Still, radio is fun—especially if the hosts are engaging—and I enjoy it. But we’ll see how I feel after a few weeks since I’m supposedly on the hook for 15 to 20 hours of this, which my friend Katie kindly pointed out adds up to between 60 and 80 radio spots! Yikes. I’ll post a partial schedule of spots on the home page here, as I will be on all over the country.

We are still madly trying to keep up with things in the garden—especially the tomato staking, turning beds over for second season crops, watering (rain is nonexistent), weeding, and pest warfare. But every time I let myself go out there (it’s so hard to concentrate on all my desk work and recipe deadlines when the garden is calling), I feel like I’m entering the Magic Kingdom. I continue to be fascinated and amazed by little seeds germinating, blossoms turning to fruit, berries ripening; how it all happens when you’re not looking is the essence of the magic show.

To that end, the very best thing I did all week was to help Libby plant her garden. At long last, we finally got every other bed and path laid out, shaped, planted, mulched, irrigated, etc. so that we could concentrate on her little plot. Since the new part of the garden tumbles down a gentle slope, we laid out the beds running across the slope, but with a big center path cutting through them down to the lower gate. We worked down one side of the slope, making beds as we went, and then came back up the other, which left us with the last bed actually right back at the center of the garden—where the hoses, the buckets, the tools, and our feet usually meet. There Libby’s garden came to rest. I am so glad of this, as originally it was planned for the bottom of the garden—a place that seems very far away now. I love the idea that her space is right in the thick of things, and that amidst all these business-like rows of market vegetables lies a comely patch of flowers and seedlings with a lovely little brick path right up the middle of it.

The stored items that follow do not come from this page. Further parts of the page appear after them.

PR #13538, opened 2022-12-15
Reject set_flags step when deleting projects after a PR was closed

### LINKED ISSUE #12637: [production] missing keyword: :project_name
[See this exception on Errbit](https://errbit.opensuse.org/apps/5620ca2bdc71fa00b1000000/problems/6289fb9584bf460539e6592e)

krauselukas:
There is no project that should be deleted for the set_flags step in a workflow, when a PR is closed on the SCM. There for it should be one of the steps that gets rejected when we clean up. This will also fix an issue, since the `target_project_name` method of the `SetFlags` expects to get passed a keyword argument, which all other steps don't.

Fixes #12637

### DIFF
--- a/src/api/app/models/workflow.rb
+++ b/src/api/app/models/workflow.rb
@@ -114,7 +114,9 @@ class Workflow
   # TODO: Extract this into a service
   def destroy_target_projects
     # Do not process steps for which there's nothing to do
-    processable_steps = steps.reject { |step| step.instance_of?(::Workflow::Step::ConfigureRepositories) || step.instance_of?(::Workflow::Step::RebuildPackage) }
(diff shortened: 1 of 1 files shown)


krauselukas:
[Fix issue in set_flags step (M)](https://trello.com/c/azqxF1tx/2067-fix-issue-in-setflags-step-m)

hennevogel:
I'm beginning to think we should have a matrix somewhere about things that happen/don't happen in the code. But also in the documentation...

hennevogel:
Created a card https://trello.com/c/GbwYPuBv/207-step-support-action-matrix

hennevogel (approved):

PR #13551, opened 2022-12-19
Take workflow configuration file from external URL

saraycp:
From now on, the workflows configuration file doesn't need to be inside the repository. We can specify any other accessible URL.

Screenshot 2022-12-20 at 09-18-44 Open Build Service

### DIFF
--- a/src/api/app/views/webui/users/tokens/edit.html.haml
+++ b/src/api/app/views/webui/users/tokens/edit.html.haml
@@ -49,12 +49,18 @@
                     Leaving this text field empty will not update your SCM token.
                 .form-group#workflow-configuration-path-group
                   = f.label(:workflow_configuration_path, 'Path for Workflows Configuration File:')
-                  %abbr.text-danger{ title: 'required' } *
                   .input-group
-                    = f.text_field(:workflow_configuration_path, class: 'form-control', required: true,
+                    = f.text_field(:workflow_configuration_path, class: 'form-control',
                                                                  placeholder: 'Eg: .my_subdir/my_workflows_file.yml')
                   .form-text.text-muted
-                    The default path is '.obs/workflows.yml'
+                    The default path is '.obs/workflows.yml'.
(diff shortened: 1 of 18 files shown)


src/api/app/views/webui/users/tokens/edit.html.haml
```diff
@@ -49,12 +49,18 @@
...
                   .form-text.text-muted
-                    The default path is '.obs/workflows.yml'
+                    The default path is '.obs/workflows.yml'.
+                .form-group#workflow-configuration-url-group
+                  = f.label(:workflow_configuration_url, 'URL to Workflows Configuration File:')
+                  .input-group
+                    = f.text_field(:workflow_configuration_url, class: 'form-control',
+                                                                placeholder: 'Eg: https://example.com/.my_subdir/my_workflows_file.yml')
+                  .form-text.text-muted
+                    When the URL is given, the path will be ignored. It should be a public URL.
```
dmarcoux, line 63: I think we should rephrase this. The URL has to be accessible for the OBS instance, which might be public or not, this we don't know.

src/api/app/views/webui/users/tokens/show.html.haml
```diff
@@ -1,3 +1,4 @@
+-# haml-lint:disable ViewLength
```
dmarcoux, line 1: Refactoring this view is tracked in our backlog [here](https://trello.com/c/6Oe3vBnC/214-split-up-the-users-tokens-showhtmlhaml-view).

danidoni (approved):

danidoni:
I would appreciate a screenshot with the new changes in the form

saraycp:
> I would appreciate a screenshot with the new changes in the form

Screenshot and description added.

dmarcoux:
I will handle the Brakeman false positive. It needs to be ignored.

dmarcoux (approved):

PR #13553, opened 2022-12-19
Add monitoring for Event::ServiceFail

bmwiedemann:
Add monitoring for Event::ServiceFail

Because we need to see in monitoring / be alerted about excessive ServiceFail events
to fix issues before too many users are affected.

### DIFF
--- a/src/api/app/models/event/service_fail.rb
+++ b/src/api/app/models/event/service_fail.rb
@@ -21,6 +21,32 @@ module Event
       attribs['error'] = attribs['error'][0..800]
       super(attribs, keys)
     end
+
+    def metric_measurement
+      'service'
+    end
+
+    def metric_tags
+      error = case payload['error']
+              when start_with?('bad link:')
+                'bad_link'
+              when /^ 400 remote error:.*.service  No such file or directory/
+                'service_missing'
+              when /^ 400 remote error:.*service parameter.*is not defined/
+                'unknown_service_parameter'
+              else
+                'unknown'
+              end
+
+      {
+        status: 'fail',
+        error: error
+      }
+    end
+
+    def metric_fields
+      { value: 1 }
+    end
   end
 end
 
--- a/src/api/app/models/event/service_success.rb
+++ b/src/api/app/models/event/service_success.rb
@@ -15,6 +15,20 @@ module Event
       h['X-OBS-Package'] = "#{payload['project']}/#{payload['package']}"
       h
     end
+
+    def metric_measurement
+      'service'
+    end
+
+    def metric_tags
+      {
+        status: 'success'
+      }
+    end
+
+    def metric_fields
+      { value: 1 }
+    end
   end
 end
 


src/api/app/models/event/service_fail.rb
```diff
@@ -21,6 +21,31 @@ def set_payload(attribs, keys)
       attribs['error'] = attribs['error'][0..800]
       super(attribs, keys)
     end
+
+    def metric_tags
+      error = case payload['error']
+              when /cannot be expanded/
+                700
```
krauselukas, line 28: @bmwiedemann status code 700 & 701 are not part of http code world as far as I know, I cannot come up with an alternative quickly. Maybe we don't include those two case for now an only go with the others

src/api/app/models/event/service_fail.rb
```diff
@@ -21,6 +21,31 @@ def set_payload(attribs, keys)
...
+              when /bad link/
```
krauselukas, line 29: or for bad link we could maybe go for status 409 which indicated a conflict

src/api/app/models/event/service_fail.rb
bmwiedemann: The 7xx codes are meant to signify that it does not map to a standard 4xx or 5xx code. And 500 is already used below for unclassified errors.
The idea was to add an explanation in Grafana.

src/api/app/models/event/service_fail.rb
bmwiedemann: Hmm. Wouldn't a conflict cause a "cannot be expanded" error? Then we could use 409 there.

src/api/app/models/event/service_fail.rb
bmwiedemann: I mapped both to 409 now.

src/api/app/models/event/service_fail.rb
```diff
@@ -21,6 +21,40 @@ def set_payload(attribs, keys)
...
+      error = case payload['error']
+              when start_with?('bad link:')
+                'bad_link'
+              when /400 remote error:.*.service  No such file or directory/
+                'service_missing'
+              when start_with?('404 remote error:'), start_with?('FileNotFoundError:'), /ERROR 404: Not Found/, /No such file or directory/
+                'not_found'
+              when start_with?(' 400 remote error:')
+                'remote_error_400'
+              when /ERROR 403: Forbidden/
```
hennevogel, line 39: I'm not sure this will be the same forbidden every time we see this. I would count this as `unknown`

hennevogel (changes requested):

src/api/app/models/event/service_fail.rb
```diff
@@ -21,6 +21,40 @@ def set_payload(attribs, keys)
...
+
+    def metric_measurement
+      'service'
+    end
+
+    def metric_tags
+      error = case payload['error']
+              when start_with?('bad link:')
+                'bad_link'
+              when /400 remote error:.*.service  No such file or directory/
```
hennevogel:
```suggestion
              when /400 remote error:.*.service  No such file or directory$/
```

hennevogel (approved):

Libby laid the bricks and chose her garden stars from a stash of tomatoes I saved, from a trip to the nursery to look at flowers, and from some of the existing rows of veggies. From the beginning she’s had her eye on the Bright Lights Swiss Chard—especially the pink stalks–and in fact has been nursing a “sick” chard  in a small “plant hospital” she created several weeks ago. Despite the heat, we successfully transplanted that chard and another, as well as some cosmos for her flower row. She also picked out a pale pink primrose and a stunning candy-striped geranium at the nursery. We sowed carrot seeds (her favorites), several kinds of lettuce, and a few Ring of Fire sunflowers from a seed packet Dad picked up. She chose a Sun Gold and a Juliet plum tomato to plant (she’s hoping to bring her mom plum tomatoes later in the summer), and best of all, at the nursery we found one of those charming Alpine strawberry plants with the teeny tiny strawberries dangling off it. We gave that a place of honor right between the carrots and lettuce. The two chards flank the entrance, which is marked by a very cool glass-embedded cement stepping stone that she and I made from a kit her grandmother Peg (Roy’s mom) thoughtfully gave her last Christmas.

I wasn’t sure at first how excited Libby was going to be about having her own garden. She is, first and foremost, an animal and living-creature lover. (Dad got her a butterfly net last week and she trailed around with this all over the place.) I thought to myself that maybe I was just trying to hand the keys to the Magic Kingdom over to her for selfish reasons. But I watched her enthusiasm build as she realized the garden really and truly was all hers. I watched her run to the truck when Dad pulled into the driveway and drag him out to see the garden. I listened to her ask if we could go out and finish planting the second day. And I listened to her (a girl who holds her emotions close) say, “This is so awesome.” More than once.

While we were planting and chatting, she told me, out of the blue, that she plans to be the first woman president of the United States. But first she is going to be a veterinarian, she said. I had to smile, because only that morning I’d been giving her a little spiel (while we were playing Gardenopoly and she was raking in the money, as usual) about her future, how she should be sure and look after herself, develop special skills and a good career, work hard and save her money, etc. etc. I know, I know, she’s only nine.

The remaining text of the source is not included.